On the adjoint representation of $GL_n(\mathbb{C})$

Question

I'm studying the adjoint representation of $GL_n(\mathbb{C})$, and I'm encountering some confusion about the denominator that appears in the matrix entries of the adjoint action.

The adjoint representation of $GL_n(\mathbb{C})$ is given by the map $\rho: GL_n(\mathbb{C}) \to GL_n(\mathbb{C})$ defined by $$ \rho(A)(M) = A M A^{-1}. $$ for all $M \in GL_n(\mathbb{C})$.

The book that I'm reading tells:

Note that $\det(A)^{n-1}$ is a common denominator for the rational functions $\rho_{kl}(A)$.

Now, I don't get why the matrix entries $\rho_{kl}(A)$ have $\det(A)^{n-1}$ as a common denominator, rather than just $\det(A)$. Probably I've been missing something elementary.

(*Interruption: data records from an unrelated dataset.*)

PR #5618, opened 2024-10-04
feat: support `at` in `ac_nf` and use it in `bv_normalize`

tobiasgrosser:
... while at it also call `trivial` to close goals that can be trivially closed.

### DIFF
--- a/tests/lean/run/bv_decide_rewriter.lean
+++ b/tests/lean/run/bv_decide_rewriter.lean
@@ -20,6 +20,9 @@ example (x y z : BitVec 8) (h1 : x = z → False) (h2 : x = y) (h3 : y = z) : Fa
 example (x y : BitVec 256) : x * y = y * x := by
   bv_decide
 
+example {x y z : BitVec 64} : ~~~(x &&& (y * z)) = (~~~x ||| ~~~(z * y)) := by
+  bv_decide
+
 def mem_subset (a1 a2 b1 b2 : BitVec 64) : Bool :=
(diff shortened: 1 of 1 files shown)


src/Lean/Meta/Tactic/AC/Main.lean
```diff
@@ -170,21 +159,55 @@ where
...
 
-@[builtin_tactic acNf] def acNfTactic : Lean.Elab.Tactic.Tactic := fun _ => do
-  let goal ← getMainGoal
-  goal.withContext <| rewriteUnnormalizedNormalForm goal
+/-- Implementation of the `ac_nf` tactic when operating on the main goal. -/
+def acNfTarget : TacticM Unit :=
+  liftMetaTactic1 fun goal => do return (← rewriteUnnormalized goal)
+
+/-- Implementation of the `ac_nf` tactic when operating on a hypothesis. -/
+def acNfHyp (fvarId : FVarId) : TacticM Unit :=
```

Could anyone clarify this point?

Thanks in advance for your insights!

Answer 1

This is a mistake/typo. The common denominator is indeed $\det A$. Also, the image of $\rho$ is not in $\operatorname{GL}_n(\mathbb{C})$ but $\operatorname{GL}_{n^2}(\mathbb{C})$ (invertible maps on the $n^2$-dimensional space of matrices $\mathbb{C}^{n \times n}$).